─── Records for this exercise

Issue #841, opened 2019-04-14
workbench: Changing options are not saved


frlan:
When using the Tools->Workbench->Settings changed options are not saved to configuration file of workbench project

frlan:
@LarsGit223 I think this is something for ;)

LarsGit223:
@frlan: did you choose _"Tools->Workbench->Save"_? The settings are not saved automatically.

frlan:
@LarsGit223  No I did not. Expectation for settings was, that it is saved automatically.

LarsGit223:
Well, then everything works as-designed and it is not a bug. But you could change the label to "enhancement" if you like.

frlan:
Done. While unexpected behaviour is a bug for me ;)

LarsGit223:
> Done. While unexpected behaviour is a bug for me ;)

It is the expected behaviour (it works as implemented/expected by the author). But your expectations doesn't match the actual implementation ;-)

LarsGit223:
@frlan: I now also removed the option _"Save project"_ and projects are also saved automatically if a workbench related project setting is changed. Also I fixed a little bug regarding this issue, see PR #877.

PR #877, opened 2019-06-23
workbench: auto-save project on change

LarsGit223:
This removes the item _"Save project"_ from the popup menu and automatically saves a project if something is changed (e.g. directory added/removed).

This also fixes some situations in which saving of the workbench file was missing (e.g. a change in the workbench bookmarks). See #841.


LarsGit223:
@frlan: thanks for the quick merge.

PR #879, opened 2019-06-27
workbench: added option to let git decide which files to display

LarsGit223:
In the directory settings it is now possible to choose between a workbench or a git file filter. The later is new and lets git decide which files to display depending on the contents of the ```.gitignore``` file.

This also adds a new function to the utils-lib called ```gp_filelist_scan_directory_callback()```.

See this example screenshot:
DirectorySettingsWithGitOption

### DIFF
--- a/build/workbench.m4
+++ b/build/workbench.m4
@@ -3,6 +3,9 @@ AC_DEFUN([GP_CHECK_WORKBENCH],
     GP_ARG_DISABLE([Workbench], [auto])
     GP_CHECK_UTILSLIB([Workbench])
 
+    GP_CHECK_PLUGIN_DEPS([Workbench], [WORKBENCH],
+                         [libgit2 >= 0.21])
+
     GP_COMMIT_PLUGIN_STATUS([Workbench])
     AC_CONFIG_FILES([
         workbench/Makefile
--- a/utils/src/filelist.c
+++ b/utils/src/filelist.c
@@ -39,6 +39,16 @@ typedef struct
 ScanDirParams;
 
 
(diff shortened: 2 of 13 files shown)


LarsGit223:
I need some help or advice regarding Travis CI. The build of the workbench plugin failed with this error message:
```
../../../workbench/src/plugin_main.c:28:18: fatal error: git2.h: No such file or directory
 #include <git2.h>
```
I found this comment in the Travis CI config:
```
    # Ubuntu 12.04 doesn't have libgit2, 14.04 has a too old one, so we build
    # our own for now.
    #- libgit2-dev
```
On my machine I have libgit2-dev installed (Ubuntu 18.04.2). How can I fix this issue?

elextr:
There seems to be a logical error in the `.travis.yml`, the presence of a .pc file for libgit2 is tested [here](https://github.com/geany/geany-plugins/blob/4ddf2e7707d3e0305a3e463d4574e0f715102a0e/.travis.yml#L108) but that doesn't check the version, it just accepts any version.

But that doesn't seem to be the issue here since it doesn't seem to execute the echo in the `then` clause or the build in the `else` clause, weird.

LarsGit223:
@elextr: the issue was caused by an incomplete makefile in the workbench plugin. It missed  ```$(WORKBENCH_CFLAGS)``` in the ```workbench_la_CFLAGS```. The result was that building it locally on my machine worked, but the Travis CI build failed.

LarsGit223:
Waited 3 weeks an Travis builds are fixed. So I merge this now.

PR #882, opened 2019-07-12
Cleanup: fixed usage of '#include "geanyplugin.h"'

LarsGit223:
Nothing more to say.

### DIFF
--- a/addons/src/addons.c
+++ b/addons/src/addons.c
@@ -26,7 +26,7 @@
 # include "config.h"
 #endif
 
-#include "geanyplugin.h"
+#include <geanyplugin.h>
 
 #include "addons.h"
 #include "ao_blanklines.h"
--- a/addons/src/ao_blanklines.c
+++ b/addons/src/ao_blanklines.c
@@ -19,7 +19,7 @@
  *			MA 02110-1301, USA.
  */
 
-#include "geanyplugin.h"
+#include <geanyplugin.h>
 
 #include "addons.h"
 #include "ao_blanklines.h"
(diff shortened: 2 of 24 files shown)


elextr:
IIUC <> is for including system files, and despite its delusions of grandeur I don't think Geany is guaranteed to be in the list of system search directories.

codebrainz:
https://gcc.gnu.org/onlinedocs/cpp/Include-Syntax.html

> I don't think Geany is guaranteed to be in the list of system search directories.

It is, by the build system.

elextr:
From the link:

```
"#include "file"    This variant is used for header files of your own program.
```

Sure GCC allows you to abuse the convention, but that doesn't mean you should.

LarsGit223:
> #include \<file>
> 
>This variant is used for system header files. It searches for a file named file in a standard list of system directories. You can prepend directories to this list with the -I option (see Invocation).
> 

Isn't this the normal way to do it? The ```geanyplugin.h``` file is not part of geany-plugins but part of geany.

codebrainz:
> Isn't this the normal way to do it?

It is. `geanyplugin.h` is a system include provided by `libgeany`, not local to plugins.

kugel-:
Doesn't really matter if you use `""` or `<>`, the only difference is that `""` first looks in the location of the source file that is being compiled (I believe it's actually the working directory of the compiler), whereas `<>` looks only in paths provided on the command line and default include dirs (/usr/include) (`""` also looks in these paths).

So for geanyplugin.h you need the include path on the command line, so both `<>` and `""` are equally correct. But, by convention, you should prefer `<>` for headers that don't belong to your package, which is the case here.

PR #895, opened 2019-08-10
Fixed document list menu position bug

PatrickGMM:
Fixed document list menu position bug when the tool button has been moved to the toolbar overflow menu
  - tested on builds of Geany 1.35 for Gtk versions 3.22.30 and 2.24.32

### DIFF
--- a/addons/src/ao_doclist.c
+++ b/addons/src/ao_doclist.c
@@ -143,16 +143,13 @@ static void ao_popup_position_menu(GtkMenu *menu, gint *x, gint *y, gboolean *pu
 		window = gtk_widget_get_window (gtk_widget_get_ancestor(widget, GTK_TYPE_TOOLBAR));
 #if GTK_CHECK_VERSION(3, 0, 0)
 		gdk_window_get_geometry(window, &wx, &wy, &width, NULL);
+		gtk_widget_get_preferred_size(widget, &widget_req, NULL);
 #else
 		gdk_window_get_geometry(window, &wx, &wy, &width, NULL, NULL);
+		gtk_widget_size_request(widget, &widget_req);
 #endif
 		gdk_window_get_root_coords(window, wx, wy, &wx_root, &wy_root);
 
-#if GTK_CHECK_VERSION(3, 0, 0)
-		gtk_widget_get_preferred_size(widget, &widget_req, NULL);
-#else
-		gtk_widget_size_request(widget, &widget_req);
-#endif
 		/* Approximate the horizontal location of the overflow menu button */
 		/* TODO: See if there's a way to find the exact location */
 		wx = wx_root + width - (int) (widget_req.width * 1.5);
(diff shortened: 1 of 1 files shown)


addons/src/ao_doclist.c
```diff
@@ -120,23 +124,60 @@ static void ao_doc_list_finalize(GObject *object)
...
+
+		/* Get the root coordinates of the toolbar's window */
+		int wx_root, wy_root, width;
+		window = gtk_widget_get_window (gtk_widget_get_ancestor(widget, GTK_TYPE_TOOLBAR));
+#if GTK_CHECK_VERSION(3, 0, 0)
+		gdk_window_get_geometry(window, &wx, &wy, &width, NULL);
+#else
+		gdk_window_get_geometry(window, &wx, &wy, &width, NULL, NULL);
+#endif
+		gdk_window_get_root_coords(window, wx, wy, &wx_root, &wy_root);
```
eht16: Not completely sure but can't we move the `gdk_window_get_root_coords` call below the others and so merge the two GTK version check blocks?

addons/src/ao_doclist.c
```diff
@@ -120,23 +124,60 @@ static void ao_doc_list_finalize(GObject *object)
...
+		 * the doclist menu item
+		 */
+		priv->in_overflow_menu = FALSE;
+
+	} else {
+		/* Retrieve size and position of both widget and menu */
+		window = gtk_widget_get_window(widget);
+		if (! gtk_widget_get_has_window(widget))
+		{
+
```
eht16: Is this empty line on purpose?

addons/src/ao_doclist.c
```diff
@@ -120,23 +124,60 @@ static void ao_doc_list_finalize(GObject *object)
...
+#endif
+		gdk_window_get_root_coords(window, wx, wy, &wx_root, &wy_root);
+
+#if GTK_CHECK_VERSION(3, 0, 0)
+		gtk_widget_get_preferred_size(widget, &widget_req, NULL);
+#else
+		gtk_widget_size_request(widget, &widget_req);
+#endif
+		/* Approximate the horizontal location of the overflow menu button */
+		/* TODO: See if there's a way to find the exact location */
```
eht16: Do you intend to resolve this TODO?
Otherwise we should probably rather describe that there is no known way to get the exact position.

addons/src/ao_doclist.c
PatrickGMM: Yes, I will change this.

addons/src/ao_doclist.c
PatrickGMM: No, I will delete this.

addons/src/ao_doclist.c
PatrickGMM: I was hoping somebody with more Gtk experience would know how to find this button in the toolbar. If I can assume the drop-down for the overflow will be at the end of the toolbar item list, then I can easily resolve this. But I'm not sure if that is always the case (for instance in right-to-left locales).

PatrickGMM:
> Could you describe in a bit more detail the exact problem?
> I see the overflow menu appears "somewhere" on the screen but it still works basically. It's just offsetted.
> 
> Your changes seems to fix this quite fine, just want to know if there are more problems than the mispositioning.

The main problem was the positioning. And the description in the overflow menu was simply "Index" which I changed to "Document List" which is more descriptive of the plugin feature.

addons/src/ao_doclist.c
PatrickGMM: Never mind on being able to use the last item in the toolbar as the overflow drop-down. I made an incorrect assumption in my previous statement. There doesn't seem to be a way to get the toolbar widget as it's drawn.

eht16:
Ok, thanks for clarifying.
When you changed the remaining points, we can merge it.

eht16:
Thanks.

PR #896, opened 2019-08-11
autoclose: remove pairing quotes

### LINKED ISSUE #687: [New feature] autoclose: remove pairing quotes
Hi.

I often use the feature to remove pairing braces using shift + backspace given by autoclose. This works for brackets and parenthesis as well.
I miss the same feature regarding quotes, both for simple or doble quotes.

LarsGit223:
Using ```Shift```+```Backspace``` at the moment only removes round, square, waved and angle brackets but not quotes. With this PR the feature also works for single, double and back-quotes. Closes #687.

### DIFF
--- a/autoclose/src/autoclose.c
+++ b/autoclose/src/autoclose.c
@@ -367,6 +367,43 @@ improve_indent(
 	return AC_STOP_ACTION;
 }
 
+
+/** Find previous string/last occurence from a position
+ *
+ * The function finds the last occurence of @a text before the given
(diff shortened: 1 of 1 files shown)


LarsGit223:
@scriptum: ping.

@frlan: maybe we should merge this if there is no reaction and so others can test and use it in master.

frlan:
Yepp. Good point. Still some time to go for next release and no feedback by maintainer. Scrolling code did not show big issues to me :)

──────

» Exercise brief
Retype exactly, please, each line from the line that contains "When you changed" through the last line of the entries above, with nothing added.

» Output below
When you changed the remaining points, we can merge it.

eht16:
Thanks.

PR #896, opened 2019-08-11
autoclose: remove pairing quotes

### LINKED ISSUE #687: [New feature] autoclose: remove pairing quotes
Hi.

I often use the feature to remove pairing braces using shift + backspace given by autoclose. This works for brackets and parenthesis as well.
I miss the same feature regarding quotes, both for simple or doble quotes.

LarsGit223:
Using ```Shift```+```Backspace``` at the moment only removes round, square, waved and angle brackets but not quotes. With this PR the feature also works for single, double and back-quotes. Closes #687.

### DIFF
--- a/autoclose/src/autoclose.c
+++ b/autoclose/src/autoclose.c
@@ -367,6 +367,43 @@ improve_indent(
 	return AC_STOP_ACTION;
 }
 
+
+/** Find previous string/last occurence from a position
+ *
+ * The function finds the last occurence of @a text before the given
(diff shortened: 1 of 1 files shown)


LarsGit223:
@scriptum: ping.

@frlan: maybe we should merge this if there is no reaction and so others can test and use it in master.

frlan:
Yepp. Good point. Still some time to go for next release and no feedback by maintainer. Scrolling code did not show big issues to me :)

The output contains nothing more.